A Moray businessman fears stopping points being created to cope with another summer surge in tourists could become “unofficial caravan parks” without proper controls.
Moray Council is planning five locations for motorhomes and caravans to empty chemical toilets and drop rubbish in response to a large increase in visitors last year.
The sites in Burghead, Craigellachie, Portknockie, Portgordon and Ballindalloch will have bins and toilets and have staff assigned to keep them tidy.
However, Colin Fraser, who runs Strathlene Caravan Park near Buckie, has concerns the free stopping points across Moray will be overwhelmed with tourists unless there are proper controls.
‘Parking controls needed at free stopping points’
Moray Council says signs will be put up to inform visitors of capacity limits – but added that it will be up to the police to enforce them.
Mr Fraser, who is also chairman of the Grampian and Tayside branch of the British Holiday and Home Parks Association, said: “I wouldn’t blame people for wanting to use them if they’re free – that’s just the way it is.
“What worries me is that these locations will be sign-posted for people to use so they don’t leave rubbish elsewhere.

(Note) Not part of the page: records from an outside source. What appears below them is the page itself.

PR #4157, opened 2022-11-07
Remove like/dislike filter

nielsvanvelzen:
There is no way to like/dislike items in jellyfin-web (and it was also removed some time ago in the Android TV app). So it doesn't make sense to have filters for liked/disliked content.

I'm not sure how to deal with the translations in jellyfin-web. The OptionLikes and OptionDislikes keys are now unused, should I remove those from the base language file and have Weblate deal with the translations?

**Changes**
- Remove like/dislike filtering
- Remove unused like/dislike handling in userdatabuttons.js 

**Issues**


thornbill:
> I'm not sure how to deal with the translations in jellyfin-web. The OptionLikes and OptionDislikes keys are now unused, should I remove those from the base language file and have Weblate deal with the translations?

Yes, I believe you just remove them from the base language.

nielsvanvelzen:
Thanks, same as the Android app then. Wasn't sure if jf-web was configured the same. Updated the PR.

thornbill (approved):

PR #4163, opened 2022-11-09
Reduce tv card scaling

Vankerkom:
**Changes**
Reduced the transform scale from 18% to 7% to fix the readability of heading text on focus.

tv-card-size

**Issues**
None

### DIFF
--- a/src/components/cardbuilder/card.scss
+++ b/src/components/cardbuilder/card.scss
@@ -114,7 +114,7 @@ button::-moz-focus-inner {
 }
 
 .card.show-animation:focus > .cardBox {
-    transform: scale(1.18, 1.18);
+    transform: scale(1.07, 1.07);
 }
 
 .cardBox-bottompadded {


thornbill:
@dmitrylyzo I will defer to you on this one since I don't really use the TV display mode..

dmitrylyzo:
Real TVs don't use card scaling (`.show-animation` class) to indicate focus - they are considered "slow". So I can't say much either.

It is harder to distinguish a focused item with reduced scale, imo.

[Here](https://youtu.be/qAwEE7JHEiM?t=26) is how Samsung solves this problem.
When the first item is selected, the row header moves up. It returns back when it isn't overlapped by an item.

At the same time, with +18% scaling, actor's posters on the movie details are cropped on the 4K display.

`1.5em` is not enough:
https://github.com/jellyfin/jellyfin-web/blob/3f7898280202e932a934103b3cec385adbb9151a/src/assets/css/librarybrowser.scss#L1414-L1422

Proposed +7%

thornbill:
Hey @Vankerkom would you be able to resolve the merge conflicts on this? Thanks!

thornbill:
@jellyfin-bot rebase

PR #4166, opened 2022-11-10
Fix keyboard navigation for INPUT and TEXTAREA

dmitrylyzo:
**Changes**
Ignore Left/Right if the interactive element is focused.

**Issues**
Left/Right (move cursor) doesn't work when editing a value in `input`.


Vankerkom (approved):
Clean implementation 👍

Vankerkom (approved):

thornbill (approved):

PR #4170, opened 2022-11-14
Add encoder settings for ffmpeg's segment deletion

DomiStyle:
**Changes**
Exposes the new setting for segment deletion and also makes throttler and segment deletion time configurable in case anybody wants to keep a longer or shorter buffer.

For the related server PR see here: https://github.com/jellyfin/jellyfin/pull/8744

**Issues**
https://github.com/jellyfin/jellyfin/issues/3929


DomiStyle:
Pushed one more commit that prevents the transcoder from starting up twice when seeking due to HLS.js requesting segment 0 and 1 before seeking to the correct position.

Should speed up transcode startup slightly when continuing a video file.

nyanmisaka:
> Pushed one more commit that prevents the transcoder from starting up twice when seeking due to HLS.js requesting segment 0 and 1 before seeking to the correct position.
> 
> Should speed up transcode startup slightly when continuing a video file.

This should only be used on the initial loading. Otherwise this will break the seeking.

DomiStyle:
> This should only be used on the initial loading. Otherwise this will break the seeking.

The HLS player is only created for the first load? The playlist is never loaded again after playback starts unless I'm overseeing something.

Seeking has been working fine in my tests.

nyanmisaka:
> > This should only be used on the initial loading. Otherwise this will break the seeking.
> 
> The HLS player is only created for the first load? The playlist is never loaded again after playback starts unless I'm overseeing something.
> 
> Seeking has been working fine in my tests.

You're right. I happened to try a file that couldn't seek due to DOVI metadata.

nussdk (approved):
LGTM

thornbill:
Server side changes would need merged first

nussdk:
Yeah can we look at the server side change too. https://github.com/jellyfin/jellyfin-web/pull/4170https://github.com/jellyfin/jellyfin/pull/8744 This will let users use RAM as transcoding cache and not have it lock up the server if RAM gets full. maybe we look into adding a %full max to transcoding also to start override oldest files if >90% of disk usage also   Kyle Nussdorfer From: Bill ThorntonSent: Sunday, December 11, 2022 5:22 PMTo: jellyfin/jellyfin-webCc: nussdk; CommentSubject: Re: [jellyfin/jellyfin-web] Add encoder settings for ffmpeg's segment deletion (PR #4170) Server side changes would need merged first—Reply to this email directly, view it on GitHub, or unsubscribe.You are receiving this because you commented.Message ID: ***@***.***>

nyanmisaka (approved):

nyanmisaka:
Here are some eslint errors

```
/home/runner/work/jellyfin-web/jellyfin-web/src/controllers/dashboard/encodingsettings.js
Error:   111:43  error    Missing radix parameter                                                                                                                                             radix
Error:   112:41  error    Missing radix parameter                                                                                                                                             radix
```

DomiStyle:
@nyanmisaka Should be fixed.

thornbill (approved):

PR #4181, opened 2022-11-20
Make Height editable on TV Channels

SenorSmartyPants:
**Changes**

Editing metadata for a channel now allows user to set Height. Useful in determining which channels are HD. 

**Issues**

Depends on jellyfin/jellyfin#8777
Useful in conjunction with jellyfin/jellyfin#8768


SenorSmartyPants:
Back end has been merged.

thornbill:
I think from a ux standpoint it would be better to have a drop down menu for common resolutions.

thornbill:
I rebased this because sonarqube was flagging some issues that had been resolved since the PR was originally opened. The code changes look pretty good, I'm just adding a label so I remember to give it a quick test before approving + merging. :slightly_smiling_face:

thornbill:
@jellyfin-bot rebase

SenorSmartyPants:
Rebase, fix merge conflict and force push.

thornbill:
Setting the "height" of a TV channel seems like a really strange concept from a user standpoint. I think it would be better if we call it "resolution" and display standard resolutions as the options with values being the height.

I think I would just make the options `SD, SD (PAL), HD, Full HD, UHD (4K)`.

SenorSmartyPants:
I used height as it is an existing field and kept the label. I have no problem with the concept of updating these labels.

```
                    <select is="emby-select" id="selectHeight" label="${LabelHeight}">
                        <option value="0"></option>
                        <option value="480">SD</option>
                        <option value="576">SD (PAL)</option>
                        <option value="720">HD</option>
                        <option value="1080">Full HD</option>
                        <option value="2160">UHD (4K)</option>
                    </select>
```

Or maybe those should be added as translatable resource strings.

Feel free to modify this PR as you wish.

thornbill:
Yeah to be clear I don't have any issues at all with the height field being used for the backend. I just think it can be presented in a more user friendly manner on the frontend. 🙂

nielsvanvelzen (approved):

“The rationale from motorhome owners is they want to park at the roadside, car park, or somewhere like that. We’ve got a car park across the road from Strathlene and I see people do it.
“What worries me is that there will be people parking around these stopping places whether they can or can’t. I don’t know how they will stop them.
“The new stops will not in any way whatsoever stop the problem with motorhomes wild parking, it is more likely to encourage it.”
Improvements planned in Moray ahead of another summer staycation surge
Concerns about some anti-social wild camping putting pressure on rural communities have been reported across Scotland during the coronavirus pandemic.
In Moray campaigners in Findhorn have submitted planning documents to control the number of motorhomes allowed at the village beach car park.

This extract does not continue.